(Stored data)
<<<<

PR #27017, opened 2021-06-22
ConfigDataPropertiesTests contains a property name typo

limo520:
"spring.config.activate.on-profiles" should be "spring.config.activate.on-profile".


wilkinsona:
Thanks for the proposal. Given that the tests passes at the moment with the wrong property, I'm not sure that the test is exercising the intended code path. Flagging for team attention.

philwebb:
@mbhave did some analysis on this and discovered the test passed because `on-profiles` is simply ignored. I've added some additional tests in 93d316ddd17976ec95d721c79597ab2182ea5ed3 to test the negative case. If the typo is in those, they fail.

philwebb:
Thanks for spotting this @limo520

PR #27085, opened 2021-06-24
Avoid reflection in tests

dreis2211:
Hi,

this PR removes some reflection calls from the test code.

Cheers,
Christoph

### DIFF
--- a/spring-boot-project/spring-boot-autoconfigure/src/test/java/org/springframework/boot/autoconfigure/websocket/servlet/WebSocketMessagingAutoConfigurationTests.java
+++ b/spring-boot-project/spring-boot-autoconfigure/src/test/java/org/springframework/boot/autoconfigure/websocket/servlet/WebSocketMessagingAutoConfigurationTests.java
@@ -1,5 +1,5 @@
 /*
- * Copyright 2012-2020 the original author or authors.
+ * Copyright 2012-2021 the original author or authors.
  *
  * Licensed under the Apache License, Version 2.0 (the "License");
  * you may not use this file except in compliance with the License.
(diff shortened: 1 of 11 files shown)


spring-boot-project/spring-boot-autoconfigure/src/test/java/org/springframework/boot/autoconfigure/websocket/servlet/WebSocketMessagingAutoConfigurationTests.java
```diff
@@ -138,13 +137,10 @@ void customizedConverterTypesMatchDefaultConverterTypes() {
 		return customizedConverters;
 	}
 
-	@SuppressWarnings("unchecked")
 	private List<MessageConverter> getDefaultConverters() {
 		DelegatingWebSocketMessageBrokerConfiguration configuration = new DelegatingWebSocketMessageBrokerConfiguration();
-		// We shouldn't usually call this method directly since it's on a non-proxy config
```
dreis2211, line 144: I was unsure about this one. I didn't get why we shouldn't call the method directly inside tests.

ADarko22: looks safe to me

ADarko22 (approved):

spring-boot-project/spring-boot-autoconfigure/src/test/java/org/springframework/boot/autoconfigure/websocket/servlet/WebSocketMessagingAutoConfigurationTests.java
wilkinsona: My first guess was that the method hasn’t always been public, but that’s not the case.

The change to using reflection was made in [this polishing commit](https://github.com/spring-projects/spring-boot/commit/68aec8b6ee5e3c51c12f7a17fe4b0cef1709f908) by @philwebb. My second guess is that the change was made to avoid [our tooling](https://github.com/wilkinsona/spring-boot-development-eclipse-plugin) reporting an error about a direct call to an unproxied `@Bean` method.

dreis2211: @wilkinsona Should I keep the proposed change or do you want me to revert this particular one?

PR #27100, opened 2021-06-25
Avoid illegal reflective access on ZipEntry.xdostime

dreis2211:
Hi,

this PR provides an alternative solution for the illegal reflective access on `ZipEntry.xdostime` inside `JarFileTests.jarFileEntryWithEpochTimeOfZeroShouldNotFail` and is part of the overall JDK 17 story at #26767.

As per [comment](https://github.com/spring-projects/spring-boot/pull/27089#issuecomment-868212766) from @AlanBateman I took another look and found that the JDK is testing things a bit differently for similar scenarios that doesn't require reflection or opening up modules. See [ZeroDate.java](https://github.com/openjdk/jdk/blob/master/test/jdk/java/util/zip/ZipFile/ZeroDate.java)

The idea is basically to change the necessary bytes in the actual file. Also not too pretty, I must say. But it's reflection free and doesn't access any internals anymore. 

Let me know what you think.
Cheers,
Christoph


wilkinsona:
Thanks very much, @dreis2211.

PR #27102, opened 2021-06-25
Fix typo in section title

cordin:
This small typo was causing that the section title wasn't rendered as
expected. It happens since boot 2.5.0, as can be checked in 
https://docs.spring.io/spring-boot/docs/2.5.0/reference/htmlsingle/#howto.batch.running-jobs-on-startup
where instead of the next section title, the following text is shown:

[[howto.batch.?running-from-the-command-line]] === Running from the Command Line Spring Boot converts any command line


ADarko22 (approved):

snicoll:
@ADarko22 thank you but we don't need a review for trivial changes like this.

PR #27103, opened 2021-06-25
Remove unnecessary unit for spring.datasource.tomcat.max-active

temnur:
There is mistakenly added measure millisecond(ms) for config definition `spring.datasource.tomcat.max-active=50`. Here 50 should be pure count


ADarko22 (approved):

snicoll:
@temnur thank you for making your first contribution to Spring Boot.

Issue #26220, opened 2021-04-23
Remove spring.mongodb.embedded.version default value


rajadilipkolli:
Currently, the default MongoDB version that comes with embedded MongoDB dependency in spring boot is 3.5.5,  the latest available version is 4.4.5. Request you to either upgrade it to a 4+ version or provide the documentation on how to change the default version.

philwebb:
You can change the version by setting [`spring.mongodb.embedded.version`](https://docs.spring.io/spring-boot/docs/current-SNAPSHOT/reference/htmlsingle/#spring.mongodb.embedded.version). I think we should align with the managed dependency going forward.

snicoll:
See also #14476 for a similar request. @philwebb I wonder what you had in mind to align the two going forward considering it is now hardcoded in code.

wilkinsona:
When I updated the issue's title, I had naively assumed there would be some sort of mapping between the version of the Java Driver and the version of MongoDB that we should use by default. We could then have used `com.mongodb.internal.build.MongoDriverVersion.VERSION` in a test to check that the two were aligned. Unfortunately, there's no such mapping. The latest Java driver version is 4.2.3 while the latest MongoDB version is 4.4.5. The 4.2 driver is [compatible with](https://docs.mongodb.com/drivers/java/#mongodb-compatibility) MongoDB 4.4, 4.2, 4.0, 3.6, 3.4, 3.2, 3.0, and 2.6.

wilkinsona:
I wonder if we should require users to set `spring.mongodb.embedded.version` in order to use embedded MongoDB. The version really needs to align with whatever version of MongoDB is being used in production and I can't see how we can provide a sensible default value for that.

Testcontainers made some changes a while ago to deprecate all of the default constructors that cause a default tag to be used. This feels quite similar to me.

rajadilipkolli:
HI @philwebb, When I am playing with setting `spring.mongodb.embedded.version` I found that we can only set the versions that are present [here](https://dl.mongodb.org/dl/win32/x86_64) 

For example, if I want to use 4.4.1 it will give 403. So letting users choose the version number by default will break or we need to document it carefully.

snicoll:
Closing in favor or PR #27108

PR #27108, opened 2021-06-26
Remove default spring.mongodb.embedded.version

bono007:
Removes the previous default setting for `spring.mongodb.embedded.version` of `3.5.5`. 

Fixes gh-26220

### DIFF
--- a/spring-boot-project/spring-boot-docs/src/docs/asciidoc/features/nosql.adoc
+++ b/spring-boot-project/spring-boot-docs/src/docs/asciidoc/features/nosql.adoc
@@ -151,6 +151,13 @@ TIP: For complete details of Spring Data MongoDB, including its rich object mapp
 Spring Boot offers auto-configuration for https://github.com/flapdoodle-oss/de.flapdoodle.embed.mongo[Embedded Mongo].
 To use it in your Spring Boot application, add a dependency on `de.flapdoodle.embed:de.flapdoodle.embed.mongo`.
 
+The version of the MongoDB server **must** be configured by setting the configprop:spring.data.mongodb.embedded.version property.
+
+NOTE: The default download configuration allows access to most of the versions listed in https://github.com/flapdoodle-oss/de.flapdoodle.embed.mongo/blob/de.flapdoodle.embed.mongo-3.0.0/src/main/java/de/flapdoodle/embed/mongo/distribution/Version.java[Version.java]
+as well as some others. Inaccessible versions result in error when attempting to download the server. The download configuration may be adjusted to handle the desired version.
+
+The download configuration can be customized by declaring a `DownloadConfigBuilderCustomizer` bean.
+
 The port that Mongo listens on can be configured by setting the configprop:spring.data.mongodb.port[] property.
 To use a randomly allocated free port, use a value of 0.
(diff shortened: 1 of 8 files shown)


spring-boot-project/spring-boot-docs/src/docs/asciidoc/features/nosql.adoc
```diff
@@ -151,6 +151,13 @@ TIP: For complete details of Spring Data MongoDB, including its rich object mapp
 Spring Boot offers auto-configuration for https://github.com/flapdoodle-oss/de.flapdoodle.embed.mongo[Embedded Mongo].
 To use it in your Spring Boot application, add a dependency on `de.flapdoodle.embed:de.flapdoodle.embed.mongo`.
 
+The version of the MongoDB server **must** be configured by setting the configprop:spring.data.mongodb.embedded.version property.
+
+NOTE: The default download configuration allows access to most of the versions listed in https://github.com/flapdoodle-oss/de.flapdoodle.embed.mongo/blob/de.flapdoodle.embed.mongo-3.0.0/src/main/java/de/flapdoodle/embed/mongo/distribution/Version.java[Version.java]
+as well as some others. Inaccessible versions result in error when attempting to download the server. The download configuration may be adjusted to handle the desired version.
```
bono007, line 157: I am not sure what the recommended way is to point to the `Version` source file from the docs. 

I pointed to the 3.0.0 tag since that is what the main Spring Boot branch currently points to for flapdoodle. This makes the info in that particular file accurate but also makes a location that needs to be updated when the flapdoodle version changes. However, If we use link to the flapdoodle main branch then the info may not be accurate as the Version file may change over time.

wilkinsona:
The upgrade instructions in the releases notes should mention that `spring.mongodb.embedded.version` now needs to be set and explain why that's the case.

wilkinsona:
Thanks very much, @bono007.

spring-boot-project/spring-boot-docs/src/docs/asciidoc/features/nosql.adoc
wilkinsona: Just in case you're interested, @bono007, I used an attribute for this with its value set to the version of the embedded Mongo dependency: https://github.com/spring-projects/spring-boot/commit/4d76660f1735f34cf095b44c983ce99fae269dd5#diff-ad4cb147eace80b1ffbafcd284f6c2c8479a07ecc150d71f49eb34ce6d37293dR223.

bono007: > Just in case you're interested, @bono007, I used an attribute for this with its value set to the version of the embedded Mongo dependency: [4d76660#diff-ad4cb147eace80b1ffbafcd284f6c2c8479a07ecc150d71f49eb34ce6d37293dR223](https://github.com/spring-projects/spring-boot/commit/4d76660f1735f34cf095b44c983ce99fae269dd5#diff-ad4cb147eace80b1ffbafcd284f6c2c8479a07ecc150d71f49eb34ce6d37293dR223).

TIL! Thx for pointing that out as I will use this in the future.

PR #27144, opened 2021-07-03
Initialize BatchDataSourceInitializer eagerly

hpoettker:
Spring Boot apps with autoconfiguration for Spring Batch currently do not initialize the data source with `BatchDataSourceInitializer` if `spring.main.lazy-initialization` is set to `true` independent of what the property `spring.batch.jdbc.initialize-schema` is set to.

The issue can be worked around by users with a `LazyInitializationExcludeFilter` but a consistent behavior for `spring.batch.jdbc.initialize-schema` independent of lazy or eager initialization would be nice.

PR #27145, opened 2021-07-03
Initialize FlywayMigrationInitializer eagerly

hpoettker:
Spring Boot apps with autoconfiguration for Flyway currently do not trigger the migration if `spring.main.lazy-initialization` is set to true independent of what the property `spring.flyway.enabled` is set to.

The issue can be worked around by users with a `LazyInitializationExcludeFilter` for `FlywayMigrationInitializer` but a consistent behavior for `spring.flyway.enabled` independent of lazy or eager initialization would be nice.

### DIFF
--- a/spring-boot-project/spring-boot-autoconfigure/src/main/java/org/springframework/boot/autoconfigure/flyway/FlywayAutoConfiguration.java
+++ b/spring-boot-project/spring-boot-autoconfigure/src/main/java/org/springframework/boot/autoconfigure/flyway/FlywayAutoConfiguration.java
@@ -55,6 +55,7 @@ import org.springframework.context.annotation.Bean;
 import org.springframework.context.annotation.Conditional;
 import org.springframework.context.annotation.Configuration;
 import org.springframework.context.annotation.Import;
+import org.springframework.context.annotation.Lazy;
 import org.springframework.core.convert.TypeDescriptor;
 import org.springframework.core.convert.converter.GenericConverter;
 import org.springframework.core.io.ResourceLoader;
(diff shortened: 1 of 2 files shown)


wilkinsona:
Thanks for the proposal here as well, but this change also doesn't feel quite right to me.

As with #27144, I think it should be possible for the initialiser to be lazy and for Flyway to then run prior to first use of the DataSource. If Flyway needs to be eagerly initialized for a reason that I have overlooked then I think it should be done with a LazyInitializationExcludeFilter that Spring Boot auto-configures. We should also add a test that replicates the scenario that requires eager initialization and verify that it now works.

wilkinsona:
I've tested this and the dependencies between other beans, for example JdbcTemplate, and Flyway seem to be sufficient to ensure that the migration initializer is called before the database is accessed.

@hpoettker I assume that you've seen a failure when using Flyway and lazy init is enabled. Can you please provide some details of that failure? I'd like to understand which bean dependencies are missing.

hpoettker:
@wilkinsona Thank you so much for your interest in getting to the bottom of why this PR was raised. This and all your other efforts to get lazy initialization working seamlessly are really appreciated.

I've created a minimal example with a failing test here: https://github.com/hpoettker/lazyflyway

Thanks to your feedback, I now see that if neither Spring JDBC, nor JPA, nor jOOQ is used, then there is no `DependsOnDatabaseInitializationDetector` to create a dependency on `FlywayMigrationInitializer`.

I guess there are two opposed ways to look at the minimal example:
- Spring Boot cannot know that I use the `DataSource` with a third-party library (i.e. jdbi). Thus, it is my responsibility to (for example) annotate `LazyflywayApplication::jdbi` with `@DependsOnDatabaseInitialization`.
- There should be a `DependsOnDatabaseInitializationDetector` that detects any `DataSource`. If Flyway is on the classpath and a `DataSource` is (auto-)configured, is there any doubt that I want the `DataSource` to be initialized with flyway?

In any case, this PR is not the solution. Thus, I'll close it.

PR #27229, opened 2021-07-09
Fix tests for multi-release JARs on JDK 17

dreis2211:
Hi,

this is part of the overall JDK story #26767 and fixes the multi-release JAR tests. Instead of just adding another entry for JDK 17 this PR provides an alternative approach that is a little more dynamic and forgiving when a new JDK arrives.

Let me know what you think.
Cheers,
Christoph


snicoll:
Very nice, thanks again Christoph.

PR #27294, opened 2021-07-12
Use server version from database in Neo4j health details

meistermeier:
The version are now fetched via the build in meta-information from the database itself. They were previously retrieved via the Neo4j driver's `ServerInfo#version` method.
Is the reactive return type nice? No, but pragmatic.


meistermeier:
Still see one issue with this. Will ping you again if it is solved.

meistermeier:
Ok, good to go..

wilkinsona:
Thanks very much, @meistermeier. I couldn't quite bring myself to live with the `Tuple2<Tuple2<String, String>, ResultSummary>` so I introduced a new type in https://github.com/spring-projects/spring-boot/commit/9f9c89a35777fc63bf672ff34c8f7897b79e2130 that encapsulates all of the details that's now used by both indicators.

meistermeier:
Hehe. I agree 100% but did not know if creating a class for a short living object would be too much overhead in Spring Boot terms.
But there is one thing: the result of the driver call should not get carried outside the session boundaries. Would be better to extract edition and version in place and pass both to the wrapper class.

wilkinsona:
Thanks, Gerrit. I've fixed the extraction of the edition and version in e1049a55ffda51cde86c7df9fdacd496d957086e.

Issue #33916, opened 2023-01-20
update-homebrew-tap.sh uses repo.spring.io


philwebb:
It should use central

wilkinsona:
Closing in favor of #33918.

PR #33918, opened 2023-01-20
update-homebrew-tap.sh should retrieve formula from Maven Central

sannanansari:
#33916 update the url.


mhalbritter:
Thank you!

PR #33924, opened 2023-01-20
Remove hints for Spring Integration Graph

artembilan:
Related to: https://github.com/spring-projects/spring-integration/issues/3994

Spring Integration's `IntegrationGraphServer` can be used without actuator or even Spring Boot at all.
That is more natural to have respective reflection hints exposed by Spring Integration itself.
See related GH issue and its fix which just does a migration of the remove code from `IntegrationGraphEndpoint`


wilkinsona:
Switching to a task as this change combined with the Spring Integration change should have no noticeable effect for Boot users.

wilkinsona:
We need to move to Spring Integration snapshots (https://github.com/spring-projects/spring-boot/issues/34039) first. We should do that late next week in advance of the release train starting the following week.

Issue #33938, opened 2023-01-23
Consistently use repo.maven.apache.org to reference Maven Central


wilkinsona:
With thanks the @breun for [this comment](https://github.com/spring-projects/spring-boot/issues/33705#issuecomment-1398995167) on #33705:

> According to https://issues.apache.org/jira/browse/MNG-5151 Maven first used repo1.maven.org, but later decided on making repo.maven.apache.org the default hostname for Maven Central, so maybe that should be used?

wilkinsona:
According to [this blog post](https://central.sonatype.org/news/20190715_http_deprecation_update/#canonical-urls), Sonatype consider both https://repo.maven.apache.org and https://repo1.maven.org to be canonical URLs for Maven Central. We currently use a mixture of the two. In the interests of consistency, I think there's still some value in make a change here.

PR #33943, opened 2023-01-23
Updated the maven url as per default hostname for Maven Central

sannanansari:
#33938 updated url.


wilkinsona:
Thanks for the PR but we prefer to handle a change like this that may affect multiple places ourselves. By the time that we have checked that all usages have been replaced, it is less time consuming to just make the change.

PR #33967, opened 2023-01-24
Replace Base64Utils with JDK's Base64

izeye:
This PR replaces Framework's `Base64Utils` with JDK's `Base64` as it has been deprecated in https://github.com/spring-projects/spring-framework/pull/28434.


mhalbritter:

>>>>

WHAT TO WORK ON
Copy out each line of the data containing the string "between".

EXPECTED OUTPUT
When I updated the issue's title, I had naively assumed there would be some sort of mapping between the version of the Java Driver and the version of MongoDB that we should use by default. We could then have used `com.mongodb.internal.build.MongoDriverVersion.VERSION` in a test to check that the two were aligned. Unfortunately, there's no such mapping. The latest Java driver version is 4.2.3 while the latest MongoDB version is 4.4.5. The 4.2 driver is [compatible with](https://docs.mongodb.com/drivers/java/#mongodb-compatibility) MongoDB 4.4, 4.2, 4.0, 3.6, 3.4, 3.2, 3.0, and 2.6.
I've tested this and the dependencies between other beans, for example JdbcTemplate, and Flyway seem to be sufficient to ensure that the migration initializer is called before the database is accessed.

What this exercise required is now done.